Разговор стих – надо было убирать со стола. Чтобы у Энн не загрубела кожа на руках, мытьем посуды занималась Милли. К половине восьмого они уже закончили.
– Может, разжечь огонь в гостиной? Всего на часок? – спросила Милли.
– Хорошо. Только небольшой. Я проверила ящик с углем – он почти пуст. И одному богу известно, придет ли к нам угольщик на этой неделе.
– Я сделаю совсем крошечный огонек, мы сядем поближе к камину, и я тебе почитаю. По дороге домой я купила в газетном киоске новый журнал.
Милли сдержала слово, огонь в камине едва теплился, однако в гостиной стало на пару градусов теплее. Завершение недели вышло приятным: прикрыв глаза и чувствуя, что ноги наконец согрелись, Энн сидела в удобном кресле и слушала один из романтических рассказов, которые так любит ее невестка.

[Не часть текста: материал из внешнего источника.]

PR #2340, opened 2026-08-12
fix(legacy): align RubricGroup.score_group metrics and advantages with score_rollout

crazywriter1:
Supersedes #2009 — same fix, rebased onto current `main` after #2303 moved v0 rubrics to `verifiers/legacy/`.

## Summary
- `RubricGroup.score_group` summed child rewards correctly but left per-child `advantage` on state and often left stale trajectory `advantage`/`reward` from earlier children.
- Metrics were merged into preexisting keys, unlike `score_rollout` and `Rubric.score_group`, which fully replace `state["metrics"]`.
- After aggregation: recompute `advantage` from summed rewards, fill trajectory fields only when still `None`, and replace metrics entirely.
- Restore `advantage` and trajectory fields between child rubrics so partial writes do not leak.

## Risk / notes
- Aggregate **rewards** were already correct; this is contract/consistency cleanup for legacy group scoring.
- Default `Rubric.has_advantages` is still `False`; trainers that recompute advantages from rewards are largely unaffected.

## Test plan
- [x] Manual: children `[[1,0],[0,1]]` → rewards `[1,1]`, advantages `[0,0]`
- [x] Manual: preset trajectory step reward preserved; unset steps still get aggregate fill
- [x] Manual: preexisting stale metrics cleared after group scoring
- [x] Manual: child with empty metrics → `state["metrics"] == {}`

> [!NOTE]
> ### Fix `RubricGroup.score_group` to align metrics and advantages with `score_rollout`
> - Adds an early return with a warning when `score_group` receives zero states.
> - Snapshots each state's reward, metrics, advantage, and per-step trajectory values before invoking child rubrics, then restores them after each child so all rubrics see identical inputs.
> - Accumulates rewards and metrics across child rubrics, then writes the final aggregated reward to each state and sets `state['advantage']` as `aggregated_reward - average_reward`.
> - Per-step trajectory reward and advantage are only written when currently `None`, matching `score_rollout` behavior.
> - Behavioral Change: metrics aggregation now always writes a fresh dict per state rather than conditionally merging into an existing one.
>
> 
>
> <sup><a href="https://app.macroscope.com">Macroscope</a> summarized b07b7f1.</sup>
> 
>

### DIFF
--- a/verifiers/legacy/rubrics/rubric_group.py
+++ b/verifiers/legacy/rubrics/rubric_group.py
@@ -114,12 +114,31 @@ class RubricGroup(Rubric):
     async def score_group(self, states: list[State]):
         """
         Evaluate all reward functions in-place for a group of rollouts.
+
+        Mirrors ``score_rollout`` for metrics (full replace) and ``Rubric.score_group``
+        for advantages: child rubrics may write per-rubric advantages/trajectory fields,
+        so the group recomputes state advantages from aggregated rewards and only fills
+        trajectory fields that are still ``None`` (preserving intentional step values).
         """
-        aggregated_rewards = [0.0] * len(states)
+        num_states = len(states)
+        if num_states == 0:
+            self.logger.warning("No states to score")
+            return
+
+        aggregated_rewards = [0.0] * num_states
         aggregated_metrics: dict[str, list[float]] = {}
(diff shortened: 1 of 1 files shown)


xeophon:
we will remove legacy very soon and don't intend to change its behaviour

PR #2342, opened 2026-08-12
fix(v1): collect artifacts for isolated agentic-judge

### LINKED ISSUE #2195: v1: make isolated agentic-judge collect generic task artifacts and honor judge image
## Context

Post-merge review of #2144 found two coupled gaps in `AgenticJudgeEnv(share_runtime=False)` now on `main`:

1. `AgenticJudgeEnv.run()` calls `agents.solver.run(task)` without retaining the solver runtime, then `JudgeTask.from_trace()` restores `solution.state.artifacts`. Only `HarborTask.finalize()` currently populates that field; an ordinary task using `TaskData.artifacts` or `/logs/artifacts/` reaches the fresh judge box with an empty artifact set.
2. `JudgeTask.from_trace()` copies `solution.task.data.image` onto the judge task even in isolated mode. Runtime compilation gives that task image precedence over `judge.runtime.image`, so a purpose-built judge image is silently replaced by the solver image despite the config contract that the judge runtime is honored when sharing is disabled.

These findings landed on #2152 only because its base branch disappeared after #2144 was squash-merged; they are inherited `main` behavior, not part of #2152's Harbor diff.

## Suggested direction

- In isolated mode, provision the solver runtime explicitly, run the solver in it, and collect `task.data.artifacts` (including the convention sweep) after task finalization but before leaving the runtime context.
- Pass that collected set to the isolated judge task rather than assuming a task subclass populated transient trace state.
- Do not set the isolated judge task's `image` from the solver row; let the configured judge runtime image win. Preserve only task-level fields that are intentionally shared.
- Keep shared mode unchanged.

## Done when

- A plain `Task` that writes to `/logs/artifacts/` is restored into an isolated judge sandbox.
- Declared artifact paths work without a Harbor-specific `finalize()` override.
- An explicit `judge.runtime.image` is the image used in isolated mode.
- Shared mode continues to use the live solver workspace and runtime.

crazywriter1:
## Summary
- Fixes #2195 (artifact half): `IsolatedAgenticJudgeEnv` now owns the solver box, collects declared + convention artifacts after finalize, and hands that set to `JudgeTask.from_trace` instead of relying on `solution.state.artifacts`.
- Shared mode is unchanged; solver-policy inheritance for the judge runtime is unchanged (intentional after #2234).
- Skips the issue's "honor judge.runtime.image" ask: #2234 deliberately derives both modes from the solver policy, and dropping the task image would break delta-sized artifact restore (grading box boots from the task image).

## Behavioral note
Owning the solver box via `agents.solver.provision(task)` + `run(..., runtime=box)` disables **agent-level** retries on the solver (borrowed boxes are not retried — same rule shared mode already follows). Episode-level `EnvConfig.retries` still apply. This is required so collection can run after finalize and before teardown.

## Test plan
- [x] `uv run ruff check verifiers/v1/envs/agentic_judge/env.py`
- [x] `uv run pytest tests

> [!NOTE]
> ### Fix artifact collection for isolated agentic judge runs
> - `IsolatedAgenticJudgeEnv.run` now provisions an explicit runtime box for the solver and collects artifacts from it when the solver does not publish any to `solution.state.artifacts`.
> - `JudgeTask.from_trace` accepts an optional `artifacts` parameter; for `share_runtime=False`, it embeds the provided artifacts (or an empty dict) instead of reading from `solution.state.artifacts`.
> - Behavioral Change: isolated judge runs previously received no artifacts or stale artifacts from the solution state; they now receive artifacts collected directly from the solver's runtime.
>
> 
>
> <sup><a href="https://app.macroscope.com">Macroscope</a> summarized 60e3277.</sup>
> 
>

### DIFF
--- a/verifiers/v1/envs/agentic_judge/env.py
+++ b/verifiers/v1/envs/agentic_judge/env.py
@@ -137,13 +137,15 @@ class JudgeTask(vf.Task):
         solution: vf.Trace,
         config: "JudgeTaskConfig",
         share_runtime: bool = True,
+        artifacts: dict[str, bytes | None] | None = None,
     ) -> "JudgeTask":
         """Mint the judge's task from the solver's finished trace.
 
         `share_runtime` selects both the workspace note and artifact transport. In
         the solver's box the published artifacts are already on disk, so none
-        travel; a fresh box gets the collected set, restored by `setup` at the
-        paths they had.
+        travel; a fresh box gets `artifacts` — the set the env collected off the
+        solver's box before tearing it down — restored by `setup` at the paths
+        they had.
         """
         solved = solution.task.data
         files = {TRACE_FILE: json.dumps(solution.to_record()).encode()}
@@ -170,7 +172,7 @@ class JudgeTask(vf.Task):
                 network_block=solved.network_block,
             ),
             files=files,
-            artifacts={} if share_runtime else solution.state.artifacts,
+            artifacts={} if share_runtime else dict(artifacts or {}),
         )
 
     async def setup(self, trace: vf.Trace, runtime: vf.Runtime) -> None:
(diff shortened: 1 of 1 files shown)


crazywriter1:
Friendly ping. Whenever you have a moment, would love a look at this fix for #2195 (artifact collection in isolated `agentic-judge`). Happy to address any feedback. @hallerite @mikasenghaas

xeophon:
implemented slightly differently in #2468, thank you for the contribution!!

PR #2363, opened 2026-08-14
Prevent --clean from deleting output roots

xeophon:
## Overview

Prevent eval and validate cleanup from treating the shared output directory as an individual run directory.

## Details

Both CLIs now require the resolved run path to be a strict child of `output_dir` before recursively deleting it. Paths that resolve to the output root, including `run.dir = "."`, exit with a clear error while preserving sibling runs.

The behavior remains unchanged for valid child run directories and for paths that already escape the configured output directory.

### DIFF
--- a/tests/v1/test_e2e.py
+++ b/tests/v1/test_e2e.py
@@ -62,35 +62,6 @@ USER_RUNTIMES = [
 ]
 
 
-@pytest.mark.parametrize("command", ["eval", "validate"])
-def test_clean_refuses_output_root(command, tmp_path, monkeypatch):
-    """Cleaning one run must never delete the directory grouping every run."""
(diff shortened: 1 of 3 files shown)


tests/v1/test_e2e.py
```diff
@@ -61,6 +61,36 @@ def pair(a: str, b: str, id: str, *extra_marks):
     pytest.param("modal", marks=[mark.modal], id="harness-in-modal"),
 ]
 
+
+@pytest.mark.parametrize("command", ["eval", "validate"])
```
hallerite: can remove test imo

xeophon: Removed in a0b2a5565.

Милли и Фрэнк поженились всего за несколько месяцев до его гибели – одной из ужасных, бессмысленных смертей во время «Блица», мысли о которых все еще ранили Энн, когда она позволяла себе об этом думать. Ее брат даже не был пожарным, лишь смотрителем на вышке, но, когда из-за бомбы загорелась ближайшая фабрика, он ни секунды не колебался – бросился в огонь искать выживших, да так и не вышел из здания.
А Милли еще слишком молода: ей двадцать шесть, на год старше Энн. До замужества она любила ходить с друзьями в кино или на танцы, а теперь вынуждена коротать пятничный вечер за чтением вслух у камина.
Если уж на то пошло, а когда сама Энн в последний раз развлекалась? Возможностей хоть отбавляй: девушки с работы почти каждую пятницу ходили в танцевальные залы Вест-Энда. На приглашение Энн всегда отвечала «нет, спасибо, в другой раз». Эту привычку она приобрела, когда еще была жива мать, и если Энн изредка спрашивала разрешения провести вечер вне дома, в ответ неизменно получала нравоучительную лекцию. «С тем же успехом деньги можно просто выбросить. Платье, туфли, помада, а еще закуски и коктейли, к которым не дай бог привыкнешь, – считала ее мать, загибая пальцы на огрубевшей от работы руке. – Я уж не говорю, что за вход нужно отдать почти шиллинг. И ради чего? Чтобы подпирать стену вместе с другими простушками?»